Nice turkey breast....what's that you got by those taters and green beans?? Looks like corn mash but it probably isin't


----------



## Smokey_Joe (Jan 15, 2007)

Moist looking mammorys Puff

Looks delicious!


----------



## Bill The Grill Guy (Jan 15, 2007)

Wow Puff, that turkey looks great.  I think that is my next venture on the WSM after thursdays butt cook.


----------



## Puff1 (Jan 15, 2007)

SteerCrazy said:
			
		

> Nice turkey breast....what's that you got by those taters and green beans?? Looks like corn mash but it probably isin't


Mashed Rutabega with butter and brown sugar.


----------



## Puff1 (Jan 15, 2007)

Bill The Grill Guy said:
			
		

> Wow Puff, that turkey looks great.  I think that is my next venture on the WSM after thursdays butt cook.
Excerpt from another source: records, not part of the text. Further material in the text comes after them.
PR #7563, opened 2021-06-30
Introduce Math Extras package (Vector2 Math, Rectangle operations, and more!)

miltoncandelero:
##### Description of change

- Methods for `Point` and `ObservablePoint`
  - addition
  - subtraction
  - multiplication
  - division
  - scalarMultiplication
  - dotProduct
  - crossProduct
  - normalized
  - magnitude
  - magnitudeSquared
  - projection
  - reflection
  - equals
 
- Methods for `Rectangle`
  - intersects
  - containsRect
  - equals
  - intersection
  - union

- Auxiliary pure functions
  - floatEqual
  - lineIntersection

Vector2 methods are mostly adapted from Three.js and Unity but translated to 2D (with `z` set to zero).  
Rectangle methods are mostly adapted from OpenFL and the old PR #4953 
All functions follow a similar approach as [DisplayObject's `toLocal` and `toGlobal`](https://pixijs.download/dev/docs/PIXI.DisplayObject.html#toGlobal) where you can pass a reference to an object to have the calculations be in place or ignore that parameter at all and receive a new object.  
Some typescript black magic was required, but this should make it so that the method respects the data type of the output object you give, saving you from having to cast after you chain a method.  
The two auxiliary pure functions solve two common problems (not related to the `Point` or `Rectangle` augmentation): [Float comparison](https://floating-point-gui.de/) and [Line intersection](http://paulbourke.net/geometry/pointlineplane/#:~:text=Intersection%20point%20of%20two%20line%20segments%20in%202%20dimensions)

##### Pre-Merge Checklist

- [ ] Documentation added

---

I haven't added documentation yet but I wrote all tests I could think of. (tests are not my forte)

I think this is good enough for a feature freeze. Do you think I missed any helper/utility/test case?


miltoncandelero:
huh, interesting. I saw those compile errors on my vscode but I could build fine so I attributed them to some IDE shenanigans. I will fix it tomorrow before starting with the docs.

eXponenta:
Very long namings.

A lot of libs use:
add, sub, div, addScalar, mulScalar, dot, cross, project, reflect.

Ayfri:
Hi, I have done a lot of these methods on my [`PIXI-Extended`](https://github.com/Ayfri/PIXI-Extended) library (see in the `src/maths` folder). Feel free to copy the code if needed ^^

andrewstart:
It looks like in globals.d.ts, your outPoints and outRects need to be marked as optional. Can the generic typing be changed to `T extends import('@pixi/math').IPointData = Point`, or will Typescript complain about that?

andrewstart:
Beyond Typescript complaining in the build errors (just needs to be cast as T, I think), this looks good to me.

bigtimebuddy:
My preference for method naming in PixiJS, and OOP general, is as verbs (divide, add, multiply, etc) not nouns (division, addition, multiplication, etc). Plus the verbs are generally shorter to @eXponenta's point above.

bigtimebuddy:
On the naming front, I'd also particularly avoid names like `sub`, `mul`, `div`, etc, as these things are not obvious or user-friendly: 1) for developers newer to these operations, and 2) for English-learners who might get tripped by these shortenings. Being descriptive but short is a good balance.

miltoncandelero:
> On the naming front, I'd also particularly avoid names like `sub`, `mul`, `div`, etc, as these things are not obvious or user-friendly: 1) for developers newer to these operations, and 2) for English-learners who might get tripped by these shortenings. Being descriptive but short is a good balance.

So, verbs but without abbreviations. Got it 👍

bigtimebuddy:
Another minor code suggestion here to keep from having assign to the prototypes for every function (which will save on space and make the code more readable), you can do something like this:

```js
const mixins = {
  add() {},
  multiply() {},
  subtract() {},
};

Object.assign(Point.prototype, mixins);
Object.assign{ObservablePoint.prototype, mixins);
```

Overall, the work you've done here is awesome @miltoncandelero. This is sure to be very useful for a lot of developers and it's nice to be able to offer an "official" version of these utils.

ivanpopelyshev:
to make less code, you can define an interface somewhere in module, and use it in `global.d.ts`, like `interface ObservablePoint extends MyInterface`. That'll remove code dupe

miltoncandelero:
> to make less code, you can define an interface somewhere in module, and use it in `global.d.ts`, like `interface ObservablePoint extends MyInterface`. That'll remove code dupe

Would documentation work with that? 🤔

miltoncandelero:
@bigtimebuddy 
> Another minor code suggestion here to keep from having assign to the prototypes for every function (which will save on space and make the code more readable), you can do something like this:
> 
> ```js
> const mixins = {
>   add() {},
>   multiply() {},
>   subtract() {},
> };
> 
> Object.assign(Point.prototype, mixins);
> Object.assign{ObservablePoint.prototype, mixins);
> ```


`webdocs` REALLY hates that pattern 

image

You can see three things: 
- the comments inside the mixin objects are not found on the documentation
- if I assign as variable: `prototype.add = mixin.add` it is interpreted as a variable
- only if I write a function it becomes a method `prototype.multiply = function multiply(....`

bigtimebuddy:
Try using `@memberof`?

miltoncandelero:
yep, @method and @memberof are kinda working. I am now trying to get more than one class inside `@memberof` so I can document Point and ObservablePoint in the same comment

bigtimebuddy:
If we need more out of webdoc for these uses, we can always ping @ShukantPal. JSDoc use to have `@alias` which could do multiple docs, so maybe a feature request?

packages/math-extras/src/pointExtras.ts
```diff
@@ -0,0 +1,143 @@
+import { Point, IPointData, ObservablePoint } from '@pixi/math';
+
+const mixins: any = {
+    /**
+     * Adds `other` to `this` point and outputs into `outPoint` or a new Point
+     * @method add
+     * @memberof PIXI.Point#
+     * @alias PIXI.ObservablePoint.add
```
miltoncandelero, line 8: @ShukantPal is there a way to have this jsdoc be parsed for both `Point` and `ObservablePoint` ?
`@alias` didn't work but maybe there is some other secret word to use?

ShukantPal:
@bigtimebuddy If we need it, I can implement @alias in webdoc; however:

* Why can't `ObservablePoint` just extend `Point`?
* Can we create an explicit mixin?

```
/** @mixin */
const PointLike = {
  /** Description */
  add() {
    // IMPL
  }
};

/**
 * @mixes PointLike
 */
class Point {

}

Object.assign(Point.prototype, PointLike.prototype);
```

packages/math-extras/src/pointExtras.ts
ShukantPal: Right now, no :)

ShukantPal: webdoc can't infer if the prototype assignment is a method or property. It doesn't infer `mixin.add`'s documentation either. I think an @alias feature request would be appropriate.

miltoncandelero:
Ok, I had to copy-paste some documentation but I got webdoc working.

The only thing left would be to copy-paste all that doc again to have IDE documentation support, however, this is not done for other mixins (see pictures, first `add` with no docs, but then `getChildByName` with no docs).
exibit a
exhibit b

Marking this as ready for review and if we need to copy-paste the docs I will do it 👍

bigtimebuddy:
Looks like you followed the same pattern as the other packages, so there should be no problem publishing and no rollup ch ages. This package should get published in the next release.

And to answer your question, this package should be an optional opt-in package like graphics-extras. So it is not included by default in the bundles.

bigtimebuddy (approved):
Overall, this is great work @miltoncandelero. Super pleased with the level of tests and documentation. I think as an optional package, this is complete enough to make a release and get more feedback.

My only small comment would be in graphics-extras we added a comment on the method only being available with the opt-in package... for instance [drawRegularPolygon](http://pixijs.download/dev/docs/PIXI.Graphics.html#drawRegularPolygon). I anticipate without this note, we'll likely be getting issues like "_someMethod_ is undefined!".

packages/math-extras/src/pointExtras.ts
```diff
@@ -0,0 +1,419 @@
...
+     * @param {IPointData} other - The point to multiply with `this`.
+     * @param {IPointData} [outPoint] - A Point-like object in which to store the value,
+     * optional (otherwise will create a new Point).
+     * @returns {IPointData} The `outPoint` reference or a new Point, with the component-wise multiplication.
+     */
+    multiply<T extends IPointData>(other: IPointData, outPoint?: T): T
+    {
+        if (!outPoint)
+        {
+            (outPoint as any) = new Point();
```
ShukantPal, line 104: This behavior of creating new objects for the destination deviates from the current behavior. Is there any specific reason why?

packages/math-extras/src/pointExtras.ts
```diff
@@ -0,0 +1,419 @@
...
+    {
+        /*
+             * Returns the magnitude of the vector that would result
+             * from a regular 3D cross product of the input vectors,
+             * taking their Z values implicitly as 0
+             * (i.e. treating the 2D space as a plane in the 3D space).
+             * The 3D cross product will be perpendicular to that plane,
+             * and thus have 0 X & Y components
+             * (thus the scalar returned is the Z value of the 3D cross product vector).
+             */
```
ShukantPal, line 217:
```suggestion
         * Returns the magnitude of the vector that would result
         * from a regular 3D cross product of the input vectors,
         * taking their Z values implicitly as 0
         * (i.e. treating the 2D space as a plane in the 3D space).
         * The 3D cross product will be perpendicular to that plane,
         * and thus have 0 X & Y components
         * (thus the scalar returned is the Z value of the 3D cross product vector).
         */
```

packages/math-extras/src/pointExtras.ts
```diff
@@ -0,0 +1,419 @@
...
+     * optional (otherwise will create a new Point).
+     * @returns {IPointData} The `this` on `onto` projection.
+     */
+    project<T extends IPointData>(onto: IPointData, outPoint?: T): T
+    {
+        if (!outPoint)
+        {
+            (outPoint as any) = new Point();
+        }
+        // Math says: a Projected over b = [(a·b) / (b·b)] * b;
```
ShukantPal, line 357:
```suggestion
        // Math says: a Projected over b = [(a·b) / (b·b)] * b; We normalize that to the length of onto.
```

packages/math-extras/src/pointExtras.ts
```diff
@@ -0,0 +1,419 @@
...
+        const scalarProjection = ((this.x * onto.x) + (this.y * onto.y)) / ((onto.x * onto.x) + (onto.y * onto.y));
```
ShukantPal, line 358: This actually doesn't do the formula in the comment above. It is actually `(a*b) / (b*b)` and it is the fractional length of the projection along `onto`.

packages/math-extras/src/pointExtras.ts
```diff
@@ -0,0 +1,419 @@
...
+
+        outPoint.x = onto.x * scalarProjection;
+        outPoint.y = onto.y * scalarProjection;
```
ShukantPal, line 361:
```suggestion
        const normalizedScalarProjection = ((this.x * onto.x) + (this.y * onto.y)) / ((onto.x * onto.x) + (onto.y * onto.y));

        outPoint.x = onto.x * normalizedScalarProjection;
        outPoint.y = onto.y * normalizedScalarProjection;
```

ShukantPal (changes requested):

packages/math-extras/src/index.ts
```diff
@@ -0,0 +1,174 @@
...
+{
+    if (!outPoint)
+    {
+        (outPoint as any) = new Point();
+    }
+
+    const denominator = (((bEnd.y - bStart.y) * (aEnd.x - aStart.x)) - ((bEnd.x - bStart.x) * (aEnd.y - aStart.y)));
+
+    // If lines are parallel or overlapping, the intersection can be nowhere or everywhere... NaN.
+    if (denominator === 0)
```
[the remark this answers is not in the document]
miltoncandelero: We could, however `settings.EPSILON` isn't a thing. I used `Math.EPSILON` for the`floatEqual` in `packages/math-extras/src/index.ts`
Since that function is from this same package, I think it would be good to use it 🤔

packages/math-extras/src/index.ts
```diff
@@ -0,0 +1,174 @@
...
+    // Line intersection extends beyond the bounds of the segment.
+    if (!isLine && (ua < 0 || ua > 1 || ub < 0 || ub > 1))
+    {
+        outPoint.x = NaN;
+        outPoint.y = NaN;
+
+        return outPoint;
+    }
+
+    outPoint.x = aStart.x + (ua * (aEnd.x - aStart.x));
```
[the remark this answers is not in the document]
miltoncandelero: Agreed, will make the code a bit more readable

packages/math-extras/test/index.js
```diff
@@ -0,0 +1,951 @@
+const { ObservablePoint, Point, Rectangle } = require('@pixi/math');
```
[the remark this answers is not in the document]
bigtimebuddy: Yeah I know that. Someone will need to resolve conflicts. Should be easy tho.

packages/math-extras/src/pointExtras.ts
```diff
@@ -0,0 +1,419 @@
...
+     * @param {IPointData} other - The point to subtract to `this`.
+     * @param {IPointData} [outPoint] - A Point-like object in which to store the value,
+     * optional (otherwise will create a new Point).
+     * @returns {IPointData} The `outPoint` reference or a new Point, with the result of the subtraction.
+     */
+    subtract<T extends IPointData>(other: IPointData, outPoint?: T): T
+    {
+        if (!outPoint)
+        {
+            (outPoint as any) = new Point();
```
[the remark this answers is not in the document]
miltoncandelero: In short: Typescript is smarter than us and knows that _something that extends IPointData_ it is not exactly a `Point` and gets mad at the assignation.

Long story: `outPoint` is of type `T` and `T extends IPointData`. Since we have a check for falsy, the if only enters if you forgo or manually assign undefined to the `outPoint` parameter. By that point, you don't have a reference to write the result into so we create an object. (We can't create an object of type `T` because `T` might not have a constructor.)

Where is the catch then? You can purposefully do something awful like: `point.subtract<SomethingExtendingIPointData>(anotherPoint, undefined)`. Now your function really wants to return a `SomethingExtendingIPointData` reference but you feed undefined into the `outPoint`! We cant create a `SomethingExtendingIPointData` and `Point` wouldn't fit in there! That is what typescript is saying.

As any is a hack but I couldn't find a better way to explain typescript what's going on :(

packages/math-extras/src/pointExtras.ts
miltoncandelero: This allows for in-place operation if needed. Similar to the `toLocal` and `toGlobal` behaviour.
If the user needs every single drop of ram and performance, we use their provided object. If they don't care we create a new one.

packages/math-extras/src/pointExtras.ts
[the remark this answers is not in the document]
ShukantPal: This might be fixed by overloading:

```
subtract<T extends IPointData>(other: IPointData, outPoint: T): T
subtract(other: IPointData): Point
```

packages/math-extras/src/index.ts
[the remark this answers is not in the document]
ShukantPal: My bad, that's sounds good.

packages/math-extras/src/pointExtras.ts
miltoncandelero: The comment is lifted from the wikipedia page (https://en.wikipedia.org/wiki/Vector_projection) which has this image.
image

And we are actually doing that math, what I called `scalarProjection` is equal to `[(a·b) / (b·b)]` which is then multiplied by `b` in the next lines.

**However** I agree that that is definitely not the scalar projection as the scalar projection is (again from Wikipedia https://en.wikipedia.org/wiki/Scalar_projection#Definition_in_terms_of_a_and_b)
image

Resolving this and accepting your other suggestion to rename the variable as you are right and this would be the `normalizedScalarProjection` or _"the fractional length of the projection along `onto`"_

packages/math-extras/src/pointExtras.ts
miltoncandelero: The end result is not normalized. We just moved around some parameters to avoid 2 `sqrt` calculations that would cancel each other.

image

(see your other conversation for the long explanation, I  don't know how to tag it, sorry 😅 )

packages/math-extras/src/pointExtras.ts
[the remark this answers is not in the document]
miltoncandelero: I could swear I tried that but let me check again 🤔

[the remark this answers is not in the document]
miltoncandelero: Right, that is the problem: This is the implementation of the mixin. I can't do overloads here because this is a literal object that will be merged with the `prototype`.

On the `globals.d.ts` the overload is actually made.

packages/math-extras/src/index.ts
```diff
@@ -0,0 +1,174 @@
...
+    bEnd: IPointData,
+    isLine: boolean,
+    outPoint?: T): T
+{
+    if (!outPoint)
+    {
+        (outPoint as any) = new Point();
+    }
+
+    const denominator = (((bEnd.y - bStart.y) * (aEnd.x - aStart.x)) - ((bEnd.x - bStart.x) * (aEnd.y - aStart.y)));
```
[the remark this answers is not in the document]
miltoncandelero: Ok, math ain't pretty and there is no way for me to do these super cool matrix drawings in code
https://en.wikipedia.org/wiki/Line%E2%80%93line_intersection#Given_two_points_on_each_line_segment

The idea is that to find the intersection we express both lines as beziers and find the two parameters needed for the beziers to touch.
To do that, we do some _funky vectory_ math and we end up with two formulas that share the denominator.

aaaand that's why it is called denominator :P

(tbh, I had it like that in my own projects and copypasted it. I had to investigate the name and relearn the formula 😅 )

ShukantPal (approved):
Nice work @miltoncandelero!

bigtimebuddy:
@miltoncandelero FYI, I made some superficial changes to the tests suites in the PR. Mostly to follow the TypeScript based format from #7593 but also separated into different tests suites to make it a little more manageable.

Use Larry's injection it's really good


----------



## Pigs On The Wing BBQ (Jan 15, 2007)

Where is the white bread? (wonder mush that is) I need a Sammy now! Looks good there Paul.


----------



## john a (Jan 15, 2007)

That looks great Puff, I'm gonna have to try one on the Traeger.


----------



## Finney (Jan 15, 2007)

Looks great Puff... you are my new hero.


----------



## Nick Prochilo (Jan 15, 2007)

Puff, it looked great! I'm not a big fan of turkey breasts neither. I usually brine mine first then on to the WSM! I'm gonna try thet Wolfe injection one of these days. Does anybody know where to get this Wolfe rub?


----------



## Puff1 (Jan 15, 2007)

Finney said:
			
		

> Looks great Puff... you are my new hero.


----------



## Nick Prochilo (Jan 15, 2007)

Finney said:
			
		

> Looks great Puff... you are my new hero.



Ha ha Puff!


----------



## Puff1 (Jan 15, 2007)

Nick Prochilo said:
			
		

> Puff, it looked great! I'm not a big fan of turkey breasts neither. I usually brine mine first then on to the WSM! I'm gonna try thet Wolfe injection one of these days. Does anybody know where to get this Wolfe rub?


I was told it would be better to brine a fresh turkey. This one was pumped.
As far as the Wolfe Rub............... [smilie=a_whyme.gif]


----------



## Cliff H. (Jan 15, 2007)

Looks darn good Puff.  You da Man.


----------



## cleglue (Jan 15, 2007)

Puff,

I haven't done a turkey or a turkey breast.  I have one in the freezer...I need to get on the ball and try it.

It the injection a mixture of spices and liquid with WR added or is it something Larry sells.

I fry turkey's all the time and inject with Creole butter injection.

The food looks very good.


----------



## Griff (Jan 15, 2007)

Looks good. I'm with you and Nick. I don't go out of my way to get turkey but that did look good.

Griff


----------



## Puff1 (Jan 15, 2007)

cleglue said:
			
		

> Puff,
> 
> I haven't done a turkey or a turkey breast.  I have one in the freezer...I need to get on the ball and try it.
> 
> ...



Thanks
The injection recipe is on his website. Here she goes..


This is for a whole turkey so you might want to adjust if your just smoking a breast.
2 C Apple juice
1/2 C Wolfe Rub Original
1 stick butter
1 Tbs. honey
Add all ingredients to a saucepan and simmer until dissolved.
Let cool and inject.


----------



## BigGQ (Jan 15, 2007)

I've used the Creole butter injection on smoked and fried turkeys. Turns out great to me.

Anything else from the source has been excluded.